To save time, we have pre-generated an ESRI shape file (class_b_nb.shp) that contains vector polygons storing the locations of some visually interpreted burned and unburned areas. This is stored at: /home/user/ost4sem/exercise/weld_data_processing/shp


This exercise will consist of 4 main steps:

  1. Working Directory and Data Preparation (using GDAL and PKTOOLS)
  2. Support Vector Machine Classification (using PKTOOLS)
  3. Combined Segmentation Random Forest Classification (using Open Foris Geospatial Toolkit and R)
  4. Result Visualization (using openev and qgis)

You can follow the full methodology in Data flow diagram


These 4 main steps are in the following script and directory:
Script: /home/user/ost4sem/exercise/weld_data_processing/classification.sh
Directory: /home/user/ost4sem/exercise/weld_data_processing

We are ready to start the exercise, we will first open classification.sh using the text editor kate and then copy and paste each command from the script to the terminal.
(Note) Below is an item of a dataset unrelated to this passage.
PR #4629, opened 2020-12-12
Plain fermented skimmed milk drink

aleene:
Is an accurate description for buttermilk for ecoscore


stephanegigandet (approved):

Change the directory and open the script classification.sh using kate:

cd /home/user/ost4sem/exercise/weld_data_processing/
kate /home/user/ost4sem/exercise/weld_data_processing/classification.sh &


Working Directory and Data Preparation

Set your working directories:

INPUTDIR=/home/user/ost4sem/exercise/weld_data_processing/x6JIatZlSUMMER2008
INSHPDIR=/home/user/ost4sem/exercise/weld_data_processing/shp
OUTPUTDIR=/home/user/ost4sem/exercise/weld_data_processing/classification

We can check that we set these Linux variables correctly by typing, for example: echo $INSHPDIR

We can now visualize the data for this exercise using commands like:

openev $INPUTDIR/Band1_TOA_REF.TIF    
qgis $INSHPDIR/class_b_nb.shp   # shape file with 2 classes  1=not-burned area, 2=burned area, used by the supervised classification. 
openev $INPUTDIR/Band1_TOA_REF.TIF  $INSHPDIR/class_w_b_nb.shp


Stack the 6 reflective wavelength WELD bands:
Now we will stack the 6 WELD reflective wavelength bands together into a single file called Bands_stack.tif as:

pkcrop -i $INPUTDIR/Band1_TOA_REF.TIF -i $INPUTDIR/Band2_TOA_REF.TIF -i $INPUTDIR/Band3_TOA_REF.TIF -i $INPUTDIR/Band4_TOA_REF.TIF -i $INPUTDIR/Band5_TOA_REF.TIF -i $INPUTDIR/Band7_TOA_REF.TIF -o $OUTPUTDIR/Bands_stack.tif

Create a binary WELD bad data mask:
We will now create a binary mask (with values 0 or 1) that define if a pixel is cloudy (using WELD bands: DT_Cloud_State.TIF and ACCA_State.TIF) or saturated (using WELD band: Saturation_Flag.TIF)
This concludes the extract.